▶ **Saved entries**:
PR #358, opened 2024-08-09
    realm/mm: RMI_RTT_FOLD support

bokdeuk-jeong:
1. Implement RTT_FOLD RMI.    
      - Added an RMI handler for RTT_FOLD.
      - Provide an iterator for the entry enumeration in a table at a specific level in PageTable and use the iterator when rtt.rs needs to access the whole entries at a time like rtt-fold.
    3. Fix errors in rtt found during the fold test.
      - Fix errors in subtable access in PageTable
      - Fix implementations that doesn't comply with RMM spec.
     4. Tlb invalidation for state2 translation table
      - added two versions of range invalidation, just for case that being unable to use tlb-rmi support.
     5. Misc
        - Move realm address space related checks which depends on ipa_bits to Rd.
        - Remove is_raw() param of set() in Entry
       
```
REGRESSION REPORT:
==================
   TOTAL TESTS     : 100
   TOTAL PASSED    : 92
   TOTAL FAILED    : 2
   TOTAL SKIPPED   : 5
   TOTAL SIM ERROR : 1

******* END OF ACS *******

```

[ Todo's but not in this scope ]
1. Implement more to pass acs-tests all.
```
Suite=gic : gic_timer_rel1_trig
Suite=pmu_debug : pmu_overflow
Suite=memory_management : mm_hipas_assigned_ripas_empty_da_ia
Suite=memory_management : mm_hipas_unassigned_ripas_empty_da_ia
Suite=gic : gic_timer_rel1_trig
Suite=pmu_debug : pmu_overflow
Suite=memory_management : mm_hipas_assigned_ripas_empty_da_ia
Suite=memory_management : mm_hipas_unassigned_ripas_empty_da_ia
```

3. Thoroughly review each rmi whether it complies with RMI spec.
4. Utilize the table entry enumerator more for other functions in rtt.

### DIFF
--- a/rmm/.cargo/config.toml
+++ b/rmm/.cargo/config.toml
@@ -1,3 +1,6 @@
 [build]
 target = "aarch64-unknown-none-softfloat"
-rustflags = ["-C", "target-feature=+ecv"]
+rustflags = [
+  "-C", "target-feature=+ecv",
+  "-C", "target-feature=+tlb-rmi"
+]
--- a/rmm/src/realm/mm/rtt.rs
+++ b/rmm/src/realm/mm/rtt.rs
@@ -241,9 +241,6 @@ pub fn get_ripas(rd: &Rd, ipa: usize, level: usize) -> Result<u64, Error> {
     Ok(s2tte.get_ripas())
 }
 
-// FIXME: cca-rmm-acs and linux realm is using old version of entry state.
-// i.e. no differentiation between (un)assigned and (un)assigned_ns
-// while RMM spec defines each individually.
 pub fn read_entry(rd: &Rd, ipa: usize, level: usize) -> Result<[usize; 4], Error> {
     let (s2tte, last_level) = S2TTE::get_s2tte(rd, ipa, level, Error::RmiErrorRtt(0))?;
 
--- a/rmm/src/realm/mm/rtt.rs
+++ b/rmm/src/realm/mm/rtt.rs
@@ -55,7 +55,6 @@ fn create_pgtbl_at(
 
 pub fn create(rd: &Rd, rtt_addr: usize, ipa: usize, level: usize) -> Result<(), Error> {
     let mut invalidate = Tlbi::NONE;
-    let mut rtt_granule = get_granule_if!(rtt_addr, GranuleState::Delegated)?;
 
     let (parent_s2tte, last_level) = S2TTE::get_s2tte(rd, ipa, level - 1, Error::RmiErrorInput)?;
 
@@ -116,8 +115,6 @@ pub fn create(rd: &Rd, rtt_addr: usize, ipa: usize, level: usize) -> Result<(), 
         panic!("Unexpected s2tte value:{:X}", parent_s2tte.get());
     }
 
-    set_granule(&mut rtt_granule, GranuleState::RTT)?;
-
     let parent_s2tte = rtt_addr as u64 | bits_in_reg(S2TTE::DESC_TYPE, desc_type::L012_TABLE);
     rd.s2_table().lock().ipa_to_pte_set(
         GuestPhysAddr::from(ipa),
@@ -141,8 +138,8 @@ pub fn destroy<F: FnMut(usize)>(
     let invalidate;
     let (parent_s2tte, last_level) = S2TTE::get_s2tte(rd, ipa, level - 1, Error::RmiErrorRtt(0))?;
 
-    if (last_level != level - 1) || !parent_s2tte.is_table(level - 1) {
-        let top_ipa = skip_non_live_entries(rd, ipa, level)?;
+    if (last_level != level - 1) || !parent_s2tte.is_table(last_level) {
+        let top_ipa = skip_non_live_entries(rd, ipa, last_level)?;
         f(top_ipa);
         return Err(Error::RmiErrorRtt(last_level));
     }
@@ -177,7 +174,7 @@ pub fn destroy<F: FnMut(usize)>(
 
     set_granule(&mut g_rtt, GranuleState::Delegated)?;
 
-    let top_ipa = skip_non_live_entries(rd, ipa, level)?;
+    let top_ipa = skip_non_live_entries(rd, ipa, last_level)?;
     Ok((rtt_addr, top_ipa))
 }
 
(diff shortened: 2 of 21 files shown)


rmm/src/realm/mm/rtt.rs
```diff
@@ -236,6 +241,9 @@ pub fn get_ripas(rd: &Rd, ipa: usize, level: usize) -> Result<u64, Error> {
     Ok(s2tte.get_ripas())
 }
 
+// FIXME: cca-rmm-acs and linux realm is using old version of entry state.
+// i.e. no differentiation between (un)assigned and (un)assigned_ns
+// while RMM spec defines each individually.
```
zpzigi754, line 246: About this comment, tf-rmm as well as islet currently interpret the spec with the following table where unassigned and unassigned_ns is distinguished with `NS` bit. 

```
// ======================================================================================
// s2tte type           level DESC_TYPE[1:0] HIPAS[4:2]    RIPAS[6:5]   NS  OA alignment
// ======================================================================================
// unassigned_empty     any   invalid[0]     unassigned[0] empty[0]     0   n/a
// --------------------------------------------------------------------------------------
// unassigned_ram       any   invalid[0]     unassigned[0] ram[1]       0   n/a
// --------------------------------------------------------------------------------------
// unassigned_destroyed any   invalid[0]     unassigned[0] destroyed[2] 0   n/a
// --------------------------------------------------------------------------------------
// assigned_empty       2,3   invalid[0]     assigned[1]   empty[0]     0   to level
// --------------------------------------------------------------------------------------
// assigned_ram         3     page[3]        n/a           n/a          0   to level
//                      2     block[1]       n/a           n/a          0   to level
// --------------------------------------------------------------------------------------
// assigned_destroyed   any   invalid[0]     assigned[1]   destroyed[2] 0   n/a
// ======================================================================================
// unassigned_ns        any   invalid[0]     unassigned[0] n/a          1   n/a
// --------------------------------------------------------------------------------------
// assigned_ns          3     page[3]        n/a           n/a          1   to level
//                      2     block[1]       n/a           n/a          1   to level
// ======================================================================================
// table              <=2     table[3]       n/a           n/a          n/a to 4K
// ======================================================================================
```

zpzigi754 (approved):
Really good to support fold and pass many additional acs tests!

rmm/src/realm/mm/stage2_tte.rs
```diff
@@ -12,7 +16,6 @@ pub const INVALID_UNPROTECTED: u64 = 0x0;
 pub mod invalid_hipas {
     pub const UNASSIGNED: u64 = 0b00;
     pub const ASSIGNED: u64 = 0b01;
-    pub const DESTROYED: u64 = 0b10;
```
zpzigi754, line 15: This field, an obsolete one after the spec change, is what I was about to remove, too. Good to fix it!

rmm/src/realm/mm/stage2_translation.rs
```diff
@@ -108,27 +128,121 @@ impl<'a> Stage2Translation<'a> {
...
-                ipa = bits_in_reg(TLBI_OP::NS, tlbi_ns::IPAS_S)
-                    | bits_in_reg(TLBI_OP::TTL, 0b0100 | _level)
+                ipa = bits_in_reg(TLBI_OP::TTL, 0b0100 | level as u64)
                     | bits_in_reg(TLBI_OP::IPA, ipa);
-                // corresponds to __kvm_tlb_flush_vmid_ipa()
                 asm!(
-                    "dsb ishst",
-                    "tlbi ipas2e1is, {}",
-                    "isb",
+                    "tlbi IPAS2E1IS, {}",
```
zpzigi754, line 144: I guess that the previous one (`tlbi ipas2e1is, {}`) and the new one (`tlbi IPAS2E1IS, {}`) is the same in terms of the functionality (the difference seems small letter vs uppercase). Is is correct?

rmm/.cargo/config.toml
```diff
@@ -1,3 +1,6 @@
 [build]
 target = "aarch64-unknown-none-softfloat"
-rustflags = ["-C", "target-feature=+ecv"]
+rustflags = [
+  "-C", "target-feature=+ecv",
+  "-C", "target-feature=+tlb-rmi"
```
zpzigi754, line 5: Is this target-feature (tlb-rmi) used for supporting `tlbi RIPAS2LE1` instruction?

rmm/src/realm/mm/stage2_translation.rs
bokdeuk-jeong: Yes. the number 1 and the letter 'l' are confusing. I prefer using captial to prevent mistakes.

rmm/.cargo/config.toml
bokdeuk-jeong: Yes.

rmm/src/realm/mm/rtt.rs
bokdeuk-jeong: I was referring to the return value definintion, not the interpertation of entry, which is used for the return value with X2 for the RTT_READ_ENTRY rmi call.
However, I rushed myself yesterday and missed the return type in the spec docuemnt.
B4.4.24 RmiRttEntryState type
I only defines three types, ASSIGNED, UNASSIGNED, TABLE.
I will update the commit accordingly.

bokdeuk-jeong: However, I still don't get that why it returns this simplied form while defines (UN)ASSIGNED and (UN)ASSIGNED_NS sperarately.  There's no value in the output that includes ns, non-ns flags. Isn't is?

zpzigi754: Right. The spec treats `RmmRttEntryState` (abstract type)  and `RmiRttEntryState` (concrete type) differently where `RttEntryState function` handles the conversion of the former to the latter. I guess that the output does not distiniguish `ASSIGNED (UNASSIGNED)` from `ASSIGNED_NS (UNASSIGNED_NS)`, because the Host can tell the difference of them using the value of IPA (e.g., if the IPA points to an unprotected IPA, then `ASSIGNED` would be thought as `ASSSIGNED_NS`.)

bitboom (approved):

bitboom:
FYI, the CI failure of `rust-unsafe-analysis` is fixed at https://github.com/islet-project/islet/pull/360.

nook1208 (approved):

hihi-wang (approved):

▶ **WORK INSTRUCTION**:
Find and copy every line in the entries above where the string "more" occurs.

▶ **ANSWER FOR THE TASK**:
1. Implement more to pass acs-tests all.
4. Utilize the table entry enumerator more for other functions in rtt.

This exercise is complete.